**Task directions**
Below are entries; output exactly the lines from the one with "your container. These" to the one with "think it will", both included, and nothing else.

(Collected data entries)
□ □ □ □ □ □ □

PR #34, opened 2018-11-23
BIG CLEANUP AND REFACTORING

gianarb:
Hello everyone.
I started this project few months ago but right now using it I
discovered that something needs to change.

So right now I redesigned the function, deprecating the old one.
The new core functions have the same name used from the java
implementation:

* `GetContainerIpAddress` returns the ip of the docker gateway. I decided to go
with this implementation because it should be the most "reusable"
approach right now. We will need to work and port a lot of the logics
the java project learn during all these years.
* `GetMappedPort` returns the port opened in the host.

Combining this two functions together you can reach a particular port in
your container. These two functions should be used as part of the Wait
interface.

For example now it works with docker-in-docker, docker in linux, and I
think it will also work in docker for mac if somebody can try.

There are two way to create a container, the signature is the same:

* `CreateContainer` returns a container that it never started. So you
cna run the function `Run` by yourself programmatically where you need
it in your test. #29
* `RunContainer` create and run the container.

### DIFF
--- a/README.md
+++ b/README.md
@@ -32,18 +32,22 @@ func TestNginxLatestReturn(t *testing.T) {
 		t.Error(err)
 	}
 	defer nginxC.Terminate(ctx, t)
-	ip, err := nginxC.GetIPAddress(ctx)
+	ip, err := nginxC.GetContainerIpAddress(ctx)
 	if err != nil {
 		t.Error(err)
 	}
-	resp, err := http.Get(fmt.Sprintf("http://%s", ip))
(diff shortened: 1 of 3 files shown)


mraerino:
@gianarb this looks really good!
I agree on the decision to have the same method names that the Java impl has.

I've also prepared some refactoring, but this will happily work with this one :+1:

mraerino:
@gianarb I actually just drafted #35 which largely affects what you are doing here.
I will send a PR for my proposal, so you can consider it better.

□ □ □ □ □ □ □

**Answer space**
your container. These two functions should be used as part of the Wait
interface.

For example now it works with docker-in-docker, docker in linux, and I
think it will also work in docker for mac if somebody can try.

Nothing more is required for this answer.